The `ContentStore` protocol provides `get(digest:) -> Content?`, which returns
a `Content` object for any blob. The `Content` protocol exposes:

- `path: URL` — the filesystem path to the blob file
- `data() -> Data` — read the entire blob into memory
- `data(offset:length:) -> Data?` — read a range of the blob
- `size() -> UInt64` — file size
- `digest() -> SHA256.Digest` — content hash

`Image.getContent(digest:)` wraps this: given a digest that the image
references, it returns the `Content` object, from which you can get the `.path`
to the raw layer tarball on disk. The layers are stored as compressed tarballs
(gzip or zstd), exactly as pulled from the registry.

Any external tool that knows the digest of a layer can read it directly from
the filesystem without going through the Swift API — the layout is just files
in a well-known directory.

### The snapshot store: cached ext4 images

Above the content store sits `SnapshotStore` (in the `container` tool's
`ContainerImagesService`). This is where synthesized ext4 images are cached.
The layout on disk is `<basePath>/snapshots/<manifest-digest>/snapshot`, where
each `snapshot` file is a regular (sparse) ext4 filesystem image.

`SnapshotStore.get(for:platform:)` returns a `Filesystem` object describing
the cached ext4. The `Filesystem` type has a `source: String` field containing
the absolute path to the ext4 file, along with `type` (block, virtiofs, etc.),
`destination` (mount point), and `options` (mount options). For snapshots, the
type is `.block(format: "ext4", ...)` and the source points to the `snapshot`
file.

`SnapshotStore.unpack(image:platform:)` creates the ext4 if it doesn't already
exist: it delegates to `EXT4Unpacker.unpack()`, which iterates the image's
layers in order, unpacking each compressed tarball directly into an ext4 image
via `EXT4.Formatter`. The result is moved atomically into the snapshot
directory. Alongside the `snapshot` file, a `snapshot-info` JSON file stores
the serialized `Filesystem` metadata.

### Can an external tool read these files?

Yes, straightforwardly. Both the layer tarballs in the content store and the
ext4 images in the snapshot store are regular files. There is no database, no
proprietary container format, no locking mechanism that would prevent another
process from reading them. If Apple's `container` tool has already pulled an
image and unpacked it, bcvk could read the ext4 file directly from
`~/Library/Application Support/com.apple.containerization/snapshots/<digest>/snapshot`.

There are caveats. The snapshot store is keyed by the platform-specific
manifest digest (not the image reference or index digest), so you'd need to
resolve the image reference to the correct manifest digest to find the right
snapshot directory. The content store's digest-stripping convention
(`trimmingDigestPrefix` removes the `sha256:` prefix) is standard. Both stores
could be relocated if the user changes the base path.

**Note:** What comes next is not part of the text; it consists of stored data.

PR #6988, opened 2025-04-04
openroad: add -cd option

oharboe:
This makes for less convoluted test code and use-cases for Bazel

### DIFF
--- a/src/Main.cc
+++ b/src/Main.cc
@@ -229,15 +229,14 @@ static void handler(int sig)
   raise(sig);
 }
 
-namespace {
 // Done launching, show splash and switch to working folder
-bool launched(int& argc, char* argv[])
+static bool completeLaunch(int& argc, char* argv[])
 {
   bool no_splash = findCmdLineFlag(argc, argv, "-no_splash");
   if (!no_splash) {
     showSplash();
   }
-  const auto workingFolder = findCmdLineKey(argc, argv, "-cd");
+  const char* workingFolder = findCmdLineKey(argc, argv, "-cd");
   if (workingFolder) {
     // switch pwd to the working folder. This is useful when
     // OpenROAD must be launched from one folder and the files
@@ -252,7 +251,6 @@ bool launched(int& argc, char* argv[])
   }
   return no_splash;
 }
-}  // namespace
 
 int main(int argc, char* argv[])
 {
@@ -311,7 +309,7 @@ int main(int argc, char* argv[])
     ord::OpenRoad::setOpenRoad(the_tech_and_design.design->getOpenRoad());
     ord::initOpenRoad(interp, log_filename, metrics_filename);
 
-    launched(cmd_argc, cmd_argv);
+    completeLaunch(cmd_argc, cmd_argv);
 
     utl::Logger* logger = ord::OpenRoad::openRoad()->getLogger();
     if (findCmdLineFlag(cmd_argc, cmd_argv, "-gui")) {
@@ -479,7 +477,7 @@ static int tclAppInit(int& argc,
 
     ord::initOpenRoad(interp, log_filename, metrics_filename);
 
-    bool no_splash = launched(argc, argv);
+    bool no_splash = completeLaunch(argc, argv);
 
     const char* threads = findCmdLineKey(argc, argv, "-threads");
     if (threads) {
--- a/src/Main.cc
+++ b/src/Main.cc
@@ -229,6 +229,31 @@ static void handler(int sig)
   raise(sig);
 }
 
+namespace {
+// Done launching, show splash and switch to working folder
+bool launched(int& argc, char* argv[])
+{
+  bool no_splash = findCmdLineFlag(argc, argv, "-no_splash");
+  if (!no_splash) {
+    showSplash();
+  }
+  const auto workingFolder = findCmdLineKey(argc, argv, "-cd");
+  if (workingFolder) {
+    // switch pwd to the working folder. This is useful when
+    // OpenROAD must be launched from one folder and the files
+    // that it needs to run scripts is in a different folder.
+    //
+    // Bazel is a use-case.
+    if (chdir(workingFolder) != 0) {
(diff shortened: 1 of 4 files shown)


oharboe:
@hzeller @QuantamHD FYI

oharboe:
> @oharboe couldn't the tests just do the change directory if needed? it seems odd to me to add this to the openroad commandline

If you look at the code that it replaces, I'm sure you can symphethize with me that it is less of an eyesore + this is also useful [elsewhere in bazel ](https://github.com/The-OpenROAD-Project/OpenROAD-flow-scripts/pull/3043/files#diff-8a50ba67f11474fad173b3b2ad0631d87c012f1a9341a95c81d22ff84648f745), or Buck2 for that matter(I'm sure).

I don't see the benefit of conditional code since `cd $(pwd)` is a safe fast no-op. I'd rather avoid the iffy code.

gadfort:
@oharboe I understand that part, but do other projects that rely on `bazel` need new arguments just to be able to do testing? I can't image this isn't a usecase they have already solved for testing in `bazel`. I would be happier with this if you can point to why bazel cannot handle the `cd` part (or another project that needed to do this).

oharboe:
@gadfort I suspect this can be avoided and later retired as we didn't end up needing it when patching the openroad binary from Docker ORFS and using it in Bazel. Using an OpenROAD binary from the ORFS docker image was another stopgap which we'll phase out when enough issues have been sorted out in Bazel OpenROAD support(including adding Qt support).

src/Main.cc
```diff
@@ -229,6 +229,31 @@ static void handler(int sig)
...
 
+namespace {
+// Done launching, show splash and switch to working folder
+bool launched(int& argc, char* argv[])
+{
+  bool no_splash = findCmdLineFlag(argc, argv, "-no_splash");
+  if (!no_splash) {
+    showSplash();
+  }
+  const auto workingFolder = findCmdLineKey(argc, argv, "-cd");
```
hzeller, line 240: Really only use `auto` if the type is complicated (e.g. some templated construct of sorts), otherwise
Avoid `auto` if writing out the type is not a burden. In _particular_ as the reader needs to know the type to understand that it is compatible with the `chdir()` function below.

So make it `const char* workingFolder = ...`

src/Main.cc
```diff
@@ -285,9 +310,8 @@ int main(int argc, char* argv[])
         = std::make_unique<ord::Design>(the_tech_and_design.tech.get());
     ord::OpenRoad::setOpenRoad(the_tech_and_design.design->getOpenRoad());
     ord::initOpenRoad(interp, log_filename, metrics_filename);
-    if (!findCmdLineFlag(cmd_argc, cmd_argv, "-no_splash")) {
-      showSplash();
-    }
+
+    launched(cmd_argc, cmd_argv);
```
hzeller, line 314: `launched()` does not sounds like verb a function typically would be named.

test/regression_test.sh
```diff
@@ -16,29 +16,12 @@ fi
...
-    )
-fi
 
 echo "Directory: ${PWD}"
 echo "Command:   $OPENROAD_EXE $ORD_ARGS -no_splash -no_init -exit  $TEST_NAME.$TEST_EXT > $LOG_FILE"
 
 cd ${BAZEL_SAVED_PWD:-$SAVED_PWD}
-$OPENROAD_EXE $ORD_ARGS -no_splash -no_init -exit <(echo "$script_content") &> $LOG_FILE
+$OPENROAD_EXE $ORD_ARGS -cd $SAVED_PWD -no_splash -no_init -exit $TEST_NAME.$TEST_EXT &> $LOG_FILE
 cd $SAVED_PWD
```
hzeller, line 25: why change to $SAVED_PWD here ? Looks like a leftover from before.

hzeller:
LGTM.
I think this is an option that improves quality-of-life independent of if you use bazel testing or not.
There are often situation where you have scripts and other inputs that might have relative references.

src/Main.cc
```diff
@@ -229,6 +229,31 @@ static void handler(int sig)
   raise(sig);
 }
 
+namespace {
+// Done launching, show splash and switch to working folder
+bool launched(int& argc, char* argv[])
```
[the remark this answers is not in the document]
oharboe: I thought the anonymous namespace was the modern C++ version of static.

src/Main.cc
oharboe: no opinion, I wish clang-format-14 would just do something consistent.

test/regression_test.sh
hzeller: if there is no bug now, don't do it as it might _mask_ a bug in waiting if there is. From the perspective of the shell script, you never changed the directory, only inside the process of openroad.

src/Main.cc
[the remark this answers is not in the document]
hzeller: Sure you _can_ use anonymous namespaces for functions as well, but don't do it simply because it is more modern.
The main concern is readability in code, and anonymous namespaces strictly reduce that for functions as you don't see immediately looking at the signature if it is of local linkage.

So my recommendation is generally: use anonymous namespaces for types (as they can't be 'staticified)', use `static` as always in C/C++ for local functions.

test/regression_test.sh
oharboe: Strike that: the cd $SAVED_PWD is necessary for the code below to work. The changing folder to launch openroad is an openroad launching concern that should not be narrowly scoped by a subshell to minimize surprises.

src/Main.cc
oharboe: fixed

src/Main.cc
oharboe: fixed

src/Main.cc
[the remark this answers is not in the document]
oharboe: fixed

QuantamHD:
This is a better solution to the problem https://github.com/The-OpenROAD-Project/OpenROAD/pull/6993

### Could bcvk use the Swift APIs directly?

Not practically. The `Containerization` package is Swift-only and the ext4
writing code (`ContainerizationEXT4`) is gated behind `#if os(macOS)` — it
won't compile on Linux. The APIs are designed to be consumed from Swift
processes running on macOS.

However, bcvk doesn't *need* the APIs. Since the on-disk layout is simple and
well-defined, bcvk can read the ext4 snapshot files directly using their
filesystem paths. The `ext4-view` crate handles reading the ext4 contents
(for kernel extraction) without any dependency on Apple's Swift packages.

### Summary of the storage surface

The content store and snapshot store together form a clean two-tier cache:
compressed layer tarballs keyed by content digest, and materialized ext4 images
keyed by manifest digest. Both tiers are plain files on disk with predictable
paths. An external tool running on the same macOS system can read them without
any API dependency on Apple's Swift packages — all you need is the image digest
and knowledge of the directory layout.